While it is not possible here to do justice to the richness of Maduro's
insights, nor the impressive clarity of his expression, Maduro argues
convincingly that, in the context of balancing, the search for a
'meta-national' mechanism of substantive assessment is bound to fail.
Ultimately, the task of balancing the costs and benefits associated with any
given measure will reflect the values, and institutional context, of those
endowed with authority.
Maduro's thesis in this respect is nowhere more convincing than in the area of environmental policy. In an area which encompasses, but transcends, physical impact what is reasonable (proportionate) or 'rational' in terms of policy response is necessarily contingent.  This reflects not merely the uncertainty which characterizes costs and benefits in a context of unknown (unknowable) risk, but also post-positivist conceptions of science, and economics, as capable of constructing merely a version of the 'truth' which, like any other, has its roots in the premises, methodologies and values of the system within which it is articulated. To take a single example, drawn from the first case study above. In Gourmetterie  Advocate General van Gerven (unlike the European Court) approached the Dutch ban on the marketing 'dead red grouse' from the perspective of proportionality. He notes in this respect that:
The restriction of intra-Community trade resulting from an absolute prohibition of imports...is out of proportion, in my view, to the small contribution which such a prohibition is capable of making in concreto -- by discouraging the killing of the bird species in question in the United Kingdom -- the achievement of the objective pursued, namely the improvement of stocks of bird species which is not endangered and whose protection is not a priority under Community law. That is so particularly since the measure under consideration and the obstacle to trade resulting therefrom are intended to protect a bird and thus, contrary to the principle of mutual confidence between States, to take effect on the territory of another Member State; moreover, the measure was adopted on the basis of a unilateral appraisal of the interests involved, that is so say without taking into account of interests which may warrant or justify the hunting of that species.

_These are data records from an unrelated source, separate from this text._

PR #22, opened 2012-09-14
BUG: splObjectStorage produced exception

carlos-granados:
splObjectStorage produced an exception. The problem is that the parser Factory method expects to receive a reference to a variable. We were calling it with the result of a function call and this cannot be used in a call by reference. Added a variable to call the function. Also removed an unused tmp variable


raveren:
awesome, thanks, I never had a real world occurrence of splObjectStorage myself..

PR #24, opened 2012-10-21
Added coloring and hyperlinks for recursive references

jthomaskerr:
Sorry about the delay, here is the mods that i proposed. I haven't included anything wrt to filtering, since you now have a filter callback which can do the same job.


jnvsor:
@jokester01au Welp. 4 and a half years late, but do you feel like updating your PR for the 2.x branch?

PR #32, opened 2012-12-05
Added function_exists('dd')

larrybolt:
Due to the framework (laravel) I'm using the function dd was already created, and even tho there is a check whenever the 'd'-function exists, there wasn't one for the 'dd' function as well.


raveren:
that's really unfortunate, but thanks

The Advocate General is clearly conscious here that application of the
proportionality principle is a matter of judgment. In his view, having regard
to the physical objective which he perceives as underlying the national
measure, the import prohibition is not proportionate.
 The objective of the measure at hand
may, however, be viewed in terms which are not physical. The Dutch interest in
the ban may lie not merely in its concern to promote a decline in the hunting
of the bird species in question in the United Kingdom, but also in the value
which that society attaches to knowing that it is not participating, through
trade, in practices which it considers to be wrong. The ban may reflect ethical
concerns and seek to protect the moral autonomy of this society. In this sense,
it might be considered comparable to a ban on the importation of pornographic
or racist literature introduced, not on the basis of evidence of a resulting
rise in racism or abuse of women or children, but on the basis quite simply
that it is wrong. As in a context of scientific uncertainty, concepts of
proportionality or rationality emerge as striking in their subjectivity when
they confront the moral, rather than physical, spillovers associated with
international trade. It is no doubt for this reason that the European Court has
accorded Member States such a broad margin of discretion when confronted with
cases concerning the protection of public morality.
This, however, is not the only reason for citing Advocate General van Gerven above. Among the reasons which he provides for his skepticism regarding the legitimacy of the Dutch ban is the fact that the measure was adopted without taking into account the interests of the United Kingdom in hunting red grouse. In this sense the Advocate General is concerned with what Maduro calls 'national bias' in policy-making in Member States. By this Maduro is referring to the 'over-representation of national interests' at the expense of 'out-of-state interests'; decisions of Member States that affect the free movement of goods can thus be seen as affecting interests not normally represented in the national political process'.  This leads Maduro in a particular direction. He proposes a procedural rather than a substantive role for the European Court in its assessment of the legitimacy of national regulatory measures under Articles 28-30 (formerly 30-36). '[T]he Court of Justice should not second-guess national regulatory choices, but should instead ensure that there is no under-representation of the interests of nationals of other Member States in the national political process'.  It is thus the quality of the political process, in terms of interest representation and participation, which is viewed as providing the basis for the evaluation of national measures, rather than the substantive merits of the decision from the perspective of the actor enjoying the power of review.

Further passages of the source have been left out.